What you have to do:
Make an exact copy of the listing below.

++++++++++

PR #881, opened 2019-06-19
gradient noise injection from std normal dis

creatorscan:
Read this post on gradient noise http://deliprao.com/archives/153 and found it to be effective to handle overfitting especially for librispeech.

### DIFF
--- a/espnet/asr/asr_utils.py
+++ b/espnet/asr/asr_utils.py
@@ -237,6 +237,20 @@ def _torch_snapshot_object(trainer, target, filename, savefun):
         shutil.rmtree(tmpdir)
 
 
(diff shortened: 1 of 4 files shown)


sw005320:
Very cool!
Is it possible to add a simple test for it?
Also, can you make `0.55` as a variable with default argument or constant variable and put somewhere (do not have to make it as an option)?

sw005320:
Thanks. I'll use it. The default value is fine, right?

creatorscan:
> Thanks. I'll use it. The default value is fine, right?

Yes Shinji. It worked for me. As I preferred to use high std dev.

PR #892, opened 2019-06-20
Fix tgz typo

naxingyu:
This might cause error if download is interrupted, because wget will rename the file if old one is not deleted.


sw005320:
thanks!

++++++++++

Answer section:
PR #881, opened 2019-06-19
gradient noise injection from std normal dis

creatorscan:
Read this post on gradient noise http://deliprao.com/archives/153 and found it to be effective to handle overfitting especially for librispeech.

### DIFF
--- a/espnet/asr/asr_utils.py
+++ b/espnet/asr/asr_utils.py
@@ -237,6 +237,20 @@ def _torch_snapshot_object(trainer, target, filename, savefun):
         shutil.rmtree(tmpdir)
 
 
(diff shortened: 1 of 4 files shown)


sw005320:
Very cool!
Is it possible to add a simple test for it?
Also, can you make `0.55` as a variable with default argument or constant variable and put somewhere (do not have to make it as an option)?

sw005320:
Thanks. I'll use it. The default value is fine, right?

creatorscan:
> Thanks. I'll use it. The default value is fine, right?

Yes Shinji. It worked for me. As I preferred to use high std dev.

PR #892, opened 2019-06-20
Fix tgz typo

naxingyu:
This might cause error if download is interrupted, because wget will rename the file if old one is not deleted.


sw005320:
thanks!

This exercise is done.